受講者が持ち寄ったリサーチデザインについて自由に意見を交わしました。

◆受講者から出た主なデザインは・・・

・オンリーイングリッシュの授業を受けていると、意味を推測する力がつくのかを調べる研究
→「オンリーイングリッシュによる授業」がどのような授業を想定しているのかが曖昧
→オンリーイングリッシュによる授業だと推測力がつきそうだと思う根拠は?
→リーディングやリスニングにおける推測力と、授業でのインタラクションにおける推測力は別のものなのでは?
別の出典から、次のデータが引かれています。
PR #344, opened 2017-11-28
[EC-346] Add miner status reporting

LukasGasior1:


src/main/scala/io/iohk/ethereum/mining/Miner.scala
```diff
@@ -203,4 +216,11 @@ object Miner {
   val MaxNonce: BigInt = BigInt(2).pow(64)
 
   val DagFilePrefix: ByteString = ByteString(Array(0xfe, 0xca, 0xdd, 0xba, 0xad, 0xde, 0xe1, 0xfe).map(_.toByte))
+
+  sealed trait MineResult {
+    def triedHashes: Int
+  }
+  case class MineSuccessful(override val triedHashes: Int, pow: ProofOfWork, nonce: ByteString) extends MineResult
```
loverdos: We can omit `override val`.

src/main/scala/io/iohk/ethereum/mining/Miner.scala
```diff
@@ -203,4 +216,11 @@ object Miner {
...
+  case class MineUnsuccessful(override val triedHashes: Int) extends MineResult
```
loverdos: Same as previously, we can omit `override val`.

src/main/scala/io/iohk/ethereum/mining/Miner.scala
LukasGasior1: I personally prefer to always add these, but I can remove it if you insist

rtkaczyk: I'm with Christos on this, because it's a case class

src/main/scala/io/iohk/ethereum/mining/Miner.scala
```diff
@@ -203,4 +216,11 @@ object Miner {
   val MaxNonce: BigInt = BigInt(2).pow(64)
 
   val DagFilePrefix: ByteString = ByteString(Array(0xfe, 0xca, 0xdd, 0xba, 0xad, 0xde, 0xe1, 0xfe).map(_.toByte))
+
+  sealed trait MineResult {
```
rtkaczyk: Why is it `MineResult`, not `MiningResult`?  "Mine" is not an action, so this sounds a bit weird to me. Same for the subclasses.

mcsherrylabs: ('Mine' is an action. They mine ETC. Sounds ok to me.)

rtkaczyk: A verb is not an action, it describes one. We need a noun. When you compute something, do you get a _compute result_ or a _computation result_?

rtkaczyk: `MineResult` would be fine as a command. Maybe it sounds ok to you because you misconstrued it as such? This is why I think it's important to address this.

LukasGasior1: In case you haven't noticed, I changed it :)

rtkaczyk: Yeah, I only noticed after a while. GH pages are refreshing somewhat strangely when you keep them open.

mcsherrylabs: Oh boy. Glad I missed this.

PR #348, opened 2017-11-29
Fix fork resolver on private networks

LukasGasior1:
We don't want to check forks on private networks


AlanVerbner:
What about setting `mantis.blockchain.dao=null`? I'm doing that on my local tests and seems to be working. Am I missing a case?

rtkaczyk:
If the config setting does the job, I'd say this is not needed. A private network with an simulated fork over the DAO bailout could imaginably be a valid test scenario, and this would not allow it, right?

mcsherrylabs:
Sorry @LukasGasior1 it was on *my* list to update that doco.

PR #351, opened 2017-11-30
Fix nonce in miner

LukasGasior1:
It could happen that our miner generated a nonce that was longer (or shorter) than required 8 bytes. Mantis accepted such blocks just fine, but Geth was rejecting them. Actually, what do you think about also validating it (nonce length) as a part of block validation?

### DIFF
--- a/src/main/scala/io/iohk/ethereum/mining/Miner.scala
+++ b/src/main/scala/io/iohk/ethereum/mining/Miner.scala
@@ -21,6 +21,7 @@ import scala.concurrent.Future
 import scala.concurrent.ExecutionContext.Implicits.global
 import scala.concurrent.duration._
 import scala.util.{Failure, Random, Success, Try}
+import io.iohk.ethereum.utils.BigIntExtensionMethods._
 
 class Miner(
     blockchain: Blockchain,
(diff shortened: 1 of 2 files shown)


src/main/scala/io/iohk/ethereum/mining/Miner.scala
```diff
@@ -159,10 +160,11 @@ class Miner(
 
     (0 to numRounds).toStream.map { n =>
       val nonce = (initNonce + n) % MaxNonce
-      val pow = Ethash.hashimoto(headerHash, nonce.toByteArray, dagSize, dag.apply)
-      (Ethash.checkDifficulty(difficulty, pow), pow, nonce, n)
+      val nonceBytes = ByteUtils.padLeft(ByteString(nonce.toUnsignedByteArray), 8)
```
LukasGasior1: `nonce.toByteArray` (signed) was not what we wanted here. We need unsigned byte array padded to 8 bytes

rtkaczyk: Do you think it might have been more straightforward if `nonce` was a `BigInt` or `UInt256` (here and in `BlockHeader`)? I'm just wondering, it's not a right time for changes like that...

LukasGasior1: I was thinking more about `require(nonce.length == 8)` in BlockHeader, but yeah, it's not good time for it

PR #510, opened 2018-06-29
Riemann poc

shmish111:
* events are batched up to be more efficient
* batches are sent once the batch is full and periodically
* events are also buffered
* backpressure causes events to overflow into stdout (as JSON)
* connection failure causes overflow to stdout JSON
* if you do not add riemann configuration then this simply
  provides a JSON stdout logger

With this you should avoid calls to `log.debug` `log.info` etc and send Riemann events instead. Logging should be reserved for detailed debugging/tracing only.

If this is merged then pretty much every `log.{info,debug,error}` can be migrated to a riemann service without really affecting the functionality.

### DIFF
--- a/src/main/resources/application.conf
+++ b/src/main/resources/application.conf
@@ -28,17 +28,17 @@ mantis {
   # Uncomment this to specify, otherwise use the default implementation
   # secure-random-algo = "NativePRNG"
 
-  network {
+  # riemann {
+  #   host = "localhost"
+  #   port = 5555
+  #   buffer-size = 1000
+  #   batch-size = 10
+  #   auto-flush-ms = 1000
+  #   # optional hostname to send to Riemann server, if not provided the client will use InetAddress.getLocalHost().getHostName()
+  #   # host-name = "my-node"
+  # }
 
-    # riemann {
-    #   host = "localhost"
-    #   port = 5555
-    #   buffer-size = 1000
-    #   batch-size = 10
-    #   auto-flush-ms = 1000
-    #   # optional hostname to send to Riemann server, if not provided the client will use InetAddress.getLocalHost().getHostName()
-    #   # host-name = "my-node"
-    # }
+  network {
 
     # Ethereum protocol version
     protocol-version = 63
--- a/src/main/resources/application.conf
+++ b/src/main/resources/application.conf
@@ -1,4 +1,5 @@
 mantis {
+
   # Identifier used when connecting to other clients
   client-id = "mantis"
 
@@ -28,6 +29,17 @@ mantis {
   # secure-random-algo = "NativePRNG"
 
   network {
+
+    # riemann {
+    #   host = "localhost"
+    #   port = 5555
+    #   buffer-size = 1000
+    #   batch-size = 10
+    #   auto-flush-ms = 1000
+    #   # optional hostname to send to Riemann server, if not provided the client will use InetAddress.getLocalHost().getHostName()
+    #   # host-name = "my-node"
+    # }
+
     # Ethereum protocol version
     protocol-version = 63
 
--- a/src/main/scala/io/iohk/ethereum/blockchain/data/GenesisDataLoader.scala
+++ b/src/main/scala/io/iohk/ethereum/blockchain/data/GenesisDataLoader.scala
@@ -14,7 +14,6 @@ import io.iohk.ethereum.domain._
 import io.iohk.ethereum.mpt.MerklePatriciaTrie
 import io.iohk.ethereum.network.p2p.messages.PV62.BlockBody
 import io.iohk.ethereum.rlp.RLPImplicits._
-import io.iohk.ethereum.utils.ToRiemann._
 import io.iohk.ethereum.utils.Riemann
 import org.json4s.{CustomSerializer, DefaultFormats, Formats, JString, JValue}
 import org.spongycastle.util.encoders.Hex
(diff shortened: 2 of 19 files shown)


src/main/resources/application.conf
```diff
@@ -28,6 +29,17 @@ mantis {
   # secure-random-algo = "NativePRNG"
 
   network {
+
+    # riemann {
```
LukasGasior1: I'm not sure if `network` is the best section to put it. So far it was only intended for eth network stuff. Maybe we can put riemann config in separate section (like we did with `metrics`)?

src/main/scala/io/iohk/ethereum/blockchain/data/GenesisDataLoader.scala
```diff
@@ -47,18 +48,18 @@ class GenesisDataLoader(
           Try(Source.fromResource(customGenesisFile))
         } match {
           case Success(customGenesis) =>
-            log.info(s"Using custom genesis data from: $customGenesisFile")
+            Riemann.ok("genesis loading").attribute("file", customGenesisFile).send
```
LukasGasior1: Does it log as well?

src/main/scala/io/iohk/ethereum/blockchain/data/GenesisDataLoader.scala
```diff
@@ -103,7 +104,7 @@ class GenesisDataLoader(
 
     val header: BlockHeader = prepareHeader(genesisData, stateMptRootHash)
 
-    log.debug(s"prepared genesis header: $header")
+    header.toRiemann.send
```
LukasGasior1: is this a blocking call?

src/main/scala/io/iohk/ethereum/utils/Riemann.scala
```diff
@@ -0,0 +1,264 @@
...
+              new RiemannStdoutClient()
+          }
+        }
+        case None => {
+          log.debug("create new stdout riemann client")
+          new RiemannStdoutClient()
+        }
+      }
+    }
+    c.connect()
```
LukasGasior1: it seems it's called twice for RiemannBatchClient (btw. is this needed for StdoutClient?)

src/main/scala/io/iohk/ethereum/utils/Riemann.scala
```diff
@@ -0,0 +1,264 @@
...
+      .state("error")
+      .tag("exception")
+      .tag(t.getClass().getSimpleName())
+      .description(desc.toString())
+  }
+  def critical(service: String): EventDSL = defaultEvent.state("critical").service(service)
+
+}
+
+object Riemann extends Riemann with Logger {}
```
LukasGasior1: trait Riemann already extends Logger ;)

src/main/scala/io/iohk/ethereum/utils/Riemann.scala
```diff
@@ -0,0 +1,264 @@
...
+        sendBatch
+        log.trace("sent batch of Riemann events")
+      } else {
+        log.trace("wait for next batch of Riemann events")
+        Thread.sleep(5000)
+      }
+    }
+  }
+
+  val flusher = Future {
```
LukasGasior1: why is this needed? as far as I can see you flush after each batch is sent

src/main/scala/io/iohk/ethereum/utils/Riemann.scala
```diff
@@ -0,0 +1,264 @@
...
+
+  val f = Future {
+    while (true) {
+      if (queue.size() > 0) {
+        log.trace("sending batch of Riemann events")
+        sendBatch
+        log.trace("sent batch of Riemann events")
+      } else {
+        log.trace("wait for next batch of Riemann events")
+        Thread.sleep(5000)
```
LukasGasior1: This will happen a lot. Right after sending the last batch the whole thread will be blocked for 5 seconds - it doesn't sound too good. Can we use something non-blocking here? Perhaps `ScheduledThreadPoolExecutor.schedule` or an Actor?

src/main/scala/io/iohk/ethereum/blockchain/data/GenesisDataLoader.scala
LukasGasior1: (A: it prints to stdout if sending to Riemann server fails)

src/main/scala/io/iohk/ethereum/blockchain/data/GenesisDataLoader.scala
LukasGasior1: (A: no)

src/main/resources/application.conf
shmish111: moved

src/main/scala/io/iohk/ethereum/utils/Riemann.scala
shmish111: its idempotent but fixed anyway since its ugly and bad, thanks

src/main/scala/io/iohk/ethereum/utils/Riemann.scala
shmish111: done

src/main/scala/io/iohk/ethereum/utils/Riemann.scala
shmish111: fixed, see below

shmish111: you are correct, removed

src/main/scala/io/iohk/ethereum/utils/Riemann.scala
shmish111: changed: we now have a `Sender` that takes care of emptying the queue and then re-schedules a `new Sender`. This starts at the same time as `client.connect()` and is closed and re-created appropriately.

PR #518, opened 2018-07-03
Promote logs of business impact from DEBUG

loverdos:
to (usually) INFO. The idea is to avoid the verbosity of DEBUG
and yet be able to understand what is going on, especially
regarding the blockchain progress (or lack thereof). The
usefulness and effectiveness of this patch has been verified
while debugging a real case in production.

Also:

- augment `HeaderGasLimitError` with context to aid debugging
- provide two sub-cases for `InvalidBranch`, thus making the
  precise error clearer
- augment `Block`'s `idTag` with extra info to aid debugging
- use `block.idTag` as the default way to identify a block
  when logging

Ref CGKIELE-397

### DIFF
--- a/src/main/scala/io/iohk/ethereum/domain/BlockHeader.scala
+++ b/src/main/scala/io/iohk/ethereum/domain/BlockHeader.scala
@@ -71,9 +71,10 @@ case class BlockHeader(
 
   lazy val hashAsHexString: String = Hex.toHexString(hash.toArray)
 
-  def idTag: String =
-    s"$number: $hashAsHexString"
-
+  def idTag: String = {
+    val numberHex = number.toString(16)
+    s"$number (= 0x$numberHex : 0x$hashAsHexString)"
+  }
 }
 
 object BlockHeader {
--- a/src/main/scala/io/iohk/ethereum/domain/SignedTransaction.scala
+++ b/src/main/scala/io/iohk/ethereum/domain/SignedTransaction.scala
@@ -114,10 +114,10 @@ case class SignedTransaction (
 
   override def toString: String = {
     s"""SignedTransaction {
-         |tx: $tx
-         |signature: $signature
-         |sender: ${Hex.toHexString(senderAddress.bytes.toArray)}
-         |}""".stripMargin
+       |tx: $tx
+       |signature: $signature
+       |sender: ${Hex.toHexString(senderAddress.bytes.toArray)}
+       |}""".stripMargin
   }
 
   def isChainSpecific: Boolean =
--- a/src/main/scala/io/iohk/ethereum/ledger/Ledger.scala
+++ b/src/main/scala/io/iohk/ethereum/ledger/Ledger.scala
@@ -12,7 +12,6 @@ import io.iohk.ethereum.utils.Config.SyncConfig
 import io.iohk.ethereum.utils._
 import io.iohk.ethereum.utils.events._
 import io.iohk.ethereum.vm._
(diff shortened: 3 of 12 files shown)


src/main/scala/io/iohk/ethereum/domain/BlockHeader.scala
```diff
@@ -51,8 +51,10 @@ case class BlockHeader(
 
   lazy val hashAsHexString: String = Hex.toHexString(hash.toArray)
 
-  def idTag: String =
-    s"$number: $hashAsHexString"
+  def idTag: String = {
+    val numberHex = number.toString(16)
```
rtkaczyk: Why this change? Most explorers, including our own, show block in decimal.

src/main/scala/io/iohk/ethereum/domain/SignedTransaction.scala
```diff
@@ -113,11 +114,11 @@ case class SignedTransaction (
...
-    s"""SignedTransaction {
-         |tx: $tx
-         |signature: $signature
-         |sender: ${Hex.toHexString(senderAddress.bytes.toArray)}
-         |}""".stripMargin
+    MoreObjects.toStringHelper(this)
+      .add("tx", tx)
+      .add("signature", signature)
+      .add("senderAddress", Hex.toHexString(senderAddress.bytes.toArray))
+      .toString
```
rtkaczyk: What will this look like when printed? I was also looking into better formatting here, but was hoping for a more automatic solution, here are some ideas: https://stackoverflow.com/questions/15718506/scala-how-to-print-case-classes-like-pretty-printed-tree

Also, do we add the same for `Block(Body/Header)`, `Transaction`, etc.?

shmish111:
I would suggest that if we are interested in these logs then they should be Riemann events rather than logs

loverdos:
@shmish111 Indeed these are events that can help us understand what the application is doing. That they are in the form of logging is a matter of convention and what we had in place. I would like to find all those important events but this can be approached on-demand. Also this PR includes some model changes regarding error data.

src/main/scala/io/iohk/ethereum/ledger/Ledger.scala
```diff
@@ -470,12 +479,20 @@ class LedgerImpl(
...
       block = block,
       getBlockHeaderByHash = getHeaderFromChainOrQueue,
       getNBlocksBack = getNBlocksBackFromChainOrQueue
     )
+
+    result match {
+      case Left(ValidationBeforeExecError(reason)) ⇒
+        log.error(s"[$context/validateBeforeExecution] Block: ${block.idTag}. Reason: ${reason}")
+      case _ ⇒
+    }
```
rtkaczyk: Minor, could be more concise: 
```
result.left.foreach { e => logger.error(...) }
```

src/main/scala/io/iohk/ethereum/ledger/Ledger.scala
```diff
@@ -484,13 +501,37 @@ class LedgerImpl(
...
       stateRootHash = stateRootHash,
       receipts = receipts,
       gasUsed = gasUsed
     )
+
+    result match {
+      case Left(error) ⇒
+        log.error(s"[$context/validateAfterExecution] Block: ${block.idTag}. Reason: ${error.reason}")
+      case _ ⇒
+    }
```
rtkaczyk: Minor, conciseness.

PR #519, opened 2018-07-04
 EC-513 Refactor code to avoid leaking internal implementation of pru…

mmrozek:
…ning

### DIFF
--- a/src/it/scala/io/iohk/ethereum/txExecTest/util/FixtureProvider.scala
+++ b/src/it/scala/io/iohk/ethereum/txExecTest/util/FixtureProvider.scala
@@ -62,11 +62,11 @@ object FixtureProvider {
 
       def traverse(nodeHash: ByteString): Unit = fixtures.stateMpt.get(nodeHash).orElse(fixtures.contractMpts.get(nodeHash)) match {
         case Some(m: BranchNode) =>
-          blockchain.nodesKeyValueStorageFor(Some(block.header.number), storages.nodeStorage, withSnapshotsSave = true).update(Nil, Seq(ByteString(m.hash) -> m.toBytes))
+          blockchain.nodesKeyValueStorageFor(Some(block.header.number), storages.nodeStorage).update(Nil, Seq(ByteString(m.hash) -> m.toBytes))
           m.children.collect { case Some(Left(hash)) => hash}.foreach(e => traverse(e))
 
         case Some(m: ExtensionNode) =>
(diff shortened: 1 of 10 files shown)


src/main/scala/io/iohk/ethereum/utils/Config.scala
```diff
@@ -403,6 +401,7 @@ object PruningConfig {
     val pruningMode: PruningMode = pruningConfig.getString("mode") match {
       case "basic" => BasicPruning(pruningConfig.getInt("history"))
       case "archive" => ArchivePruning
+      case "fastsync" => FastSyncPruning(pruningConfig.getInt("history"))
```
KonradStaniec: after FastSync finishes its run, it is switching to  RegularSync and there we need snapshots if we want to prune, and if you read this from config we will always be stuck with fast sync pruning even during regular sync.

src/it/scala/io/iohk/ethereum/txExecTest/util/FixtureProvider.scala
```diff
@@ -62,19 +62,19 @@ object FixtureProvider {
...
+          blockchain.nodesKeyValueStorageFor(Some(block.header.number), storages.nodeStorage).update(Nil, Seq(ByteString(m.hash) -> m.toBytes))
           m.next match {
             case Left(hash) if hash.nonEmpty => traverse(hash)
             case _ =>
           }
 
         case Some(m: LeafNode) =>
           import AccountImplicits._
-          blockchain.nodesKeyValueStorageFor(Some(block.header.number), storages.nodeStorage, withSnapshotsSave = true).update(Nil, Seq(ByteString(m.hash) -> m.toBytes))
+          blockchain.nodesKeyValueStorageFor(Some(block.header.number), storages.nodeStorage).update(Nil, Seq(ByteString(m.hash) -> m.toBytes))
```
agnikowa: maybe you could extract this to some `def` because this combination is used 3 times in here

src/main/scala/io/iohk/ethereum/blockchain/sync/FastSync.scala
```diff
@@ -451,11 +451,11 @@ class FastSync(
 
       case n: BranchNode =>
         val hashes = n.children.collect { case Some(Left(childHash)) => childHash }
-        blockchain.saveNode(ByteString(n.hash), n.toBytes, syncState.targetBlock.number, withSnapshotSave = false)
+        blockchain.saveNode(ByteString(n.hash), n.toBytes, syncState.targetBlock.number)
```
agnikowa: same here with this `ByteString(n.hash), n.toBytes, syncState.targetBlock.number`

PR #520, opened 2018-07-05
[EC-331] improve fix for optimising BlockchainSuite

KonradStaniec:


src/main/scala/io/iohk/ethereum/consensus/ethash/validators/EthashBlockHeaderValidator.scala
```diff
@@ -37,22 +37,21 @@ class EthashBlockHeaderValidator(blockchainConfig: BlockchainConfig) extends Blo
...
-
-            val keys = powCaches.keySet().asScala
-            val keysToRemove = keys.toSeq.sorted.take(keys.size - MaxPowCaches + 1)
-            keysToRemove.foreach(powCaches.remove)
-
-            powCaches.put(epoch, data)
-
-            data
-        }
+      Option(powCaches.get(epoch)) match {
```
agnikowa: are you sure that this `powCaches.get(epoch)` wouldn't return null in some point? if so maybe consider using 
```
Try(powCaches.get(epoch)).toOption
```
so we would omit NullPointerException

mmrozek: I think, it is ok. `Option(null) == None`

PR #522, opened 2018-07-05
Fix vm config executable path handling

LukasGasior1:


src/main/resources/application.conf
```diff
@@ -554,7 +554,6 @@ mantis {
       # - kevm: runs a binary provided at `executable-path` with `port` and `host` as arguments (`./executable-path $port $host`)
       # - mantis: if `executable-path` is provided, it will run the binary with `port` and `host` as arguments
       #           otherwise mantis VM will be run in the same process, but acting as an external VM (listening at `host` and `port`)
-      # - none: doesn't run anything, expect the VM to be started by other means
```
rtkaczyk: We should update _all_ comments in this section

LukasGasior1: I think the remaining comments are still valid.

rtkaczyk: The comments suggest that setting type to `kevm` or `iele` runs the binary. It's not clear that it's actually the `exectuable-path` that determines whether the binary is run or not

LukasGasior1:
I've added the additional `run-vm` flag. Now the logic is:
```
if run-vm is false: don't run anything
if run-vm is true:
  if vm is iele|kevm: executable-path is required and the binary is run
  if vm is mantis: executable-path is optional. it will run binary if provided, and if not, it will run the vm server in the same process
```
I think that makes sense now. Of course there's still vm-mode internal which does not need/run any vm server at all.

@rtkaczyk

・速読トレーニングをすると、未知語の飛ばし読みができるようになるのかを調べる研究
→テストが速読タスクになっており、タイムプレッシャーがあるから未知語の飛ばし読みをするようになるのでは?
→飛ばし読みは重要な語じゃないと判断して飛ばしているわけではないのでは?
→重要語を未知語にするとどうなるのかを調べるのはどうか

・飛ばせない人は、英文を読むときに日本語に訳すクセがあるのかを調べる研究
→タスクの種類によって読み方は変わってくるのでは?
→「訳す」というのは一体どういうことか
→教師の指導法による影響が大きいのでは?
→未知語(人工語)は段落の最後ではなく途中に入れた方が良いのでは?


・未知語を推測するにはどのぐらいの手掛りが必要かを調べる研究
→推測した意味を修正する際、ボールペンで書かせて二重線で消させるようにすれば、痕跡が残るのでは?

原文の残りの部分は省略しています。